Kim Philby and Nicholas Elliott shook hands and parted with one last display of their old amity. Ostensibly, they were back on the same side, working together after an unpleasant interlude, and friends once more. Both knew this was untrue.

Elliott’s decision to fly to Africa, leaving Philby unguarded in Beirut, was later condemned as a critical mistake, an act of egregious complacency that enabled Philby to pull off one last espionage coup. That is certainly how Philby and his KGB handlers chose to portray the ensuing events. But there is another, very different way to read Elliott’s actions. The prospect of prosecuting Philby in Britain was anathema to the intelligence services: another trial, so soon after the Blake fiasco, would be politically damaging and profoundly embarrassing. Blake was foreign and flaky, whereas Philby was an insider and, until very recently, a paid MI6 agent. He had already demonstrated his skill at handling the press. He knew far too much. Elliott was emphatic: ‘Nobody wanted him in London’. But keeping him in Beirut indefinitely was almost equally unpalatable. Once Philby was fully interrogated, what would be done with him? He plainly could no longer work for British newspapers, so would MI6 have to continue paying him? The prospect of subsidising a known traitor to prop up the bar of the Normandie Hotel did not appeal.

Elliott later claimed that the idea Philby might defect to the USSR had never occurred to him, or anyone else: ‘It just didn’t dawn on us.’ This defies belief. Burgess and Maclean had both defected; Blake would escape from Wormwood Scrubs prison in 1966 and make his way to Moscow. Elliott must have suspected that Philby would have a back-up escape plan. Moreover, he had deliberately forced him into a corner: Philby knew he now faced sustained interrogation, over a long period, at the hands of Peter Lunn, a man he found ‘unsympathetic’. Elliott had made it quite clear that if he failed to cooperate fully, the immunity deal was off and the confession he had already signed would be used against him. Burgess and Maclean had vanished into the Soviet Union, and were barely heard of again. Allowing Philby to join his friends in Moscow – to ‘do a fade’, in intelligence jargon – might be the tidiest solution all round.

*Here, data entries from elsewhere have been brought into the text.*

PR #4716, opened 2024-08-05
Update nuxtjs/plausible

obulat:
## Fixes

When analytics is disabled, the `fetch` call throws an error that cannot be caught in the previous versions of Plausible. 
Additionally, the new option for not ignoring `localhost` wasn't working with an empty `[]`.

## Description

This PR updates the `nuxtjs/plausible` package to [v1.0.2](https://github.com/nuxt-modules/plausible/releases/tag/v1.0.2) fix the above issues.

## Testing Instructions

Elliott could not have made it easier for Philby to flee, whether intentionally or otherwise. In defiance of every rule of intelligence, he left Beirut without making any provision for monitoring a man who had just confessed to being a double agent: Philby was not followed or watched; his flat was not placed under surveillance; his phone was not tapped; and MI6’s allies in the Lebanese security service were not alerted. He was left to his own devices, and told that Peter Lunn would be in touch in due course. Elliott simply walked away from Beirut, and left the door to Moscow wide open.

That was either monumentally stupid, or exceptionally clever.

The very next evening, on the stroke of six o’clock, Philby stood on the balcony of his flat on Rue Kantari, with a book in his hand.

See Notes on Chapter 18

19

The Fade

Philby and Petukhov met a few hours later in Vrej, the backstreet Armenian restaurant. It took Philby only a few rushed minutes to explain the situation: MI6 had new and damning information, from Golitsyn, and had offered him immunity in exchange for information. He did not tell his KGB handler that he had already confessed; instead, he allowed Petukhov to believe that he was holding out under questioning (as he had so often before) but would soon face another round of interrogation. Petukhov hurried back to the Soviet embassy and sent a cable to Vassili Dozhdalev, the head of the British desk at Moscow Centre, requesting instructions. Dozhdalev asked whether Philby could withstand another cross-examination. ‘Philby does not think he can escape again,’ Petukhov told him. Dozhdalev gave the order: Philby should be extracted from Beirut as soon as possible.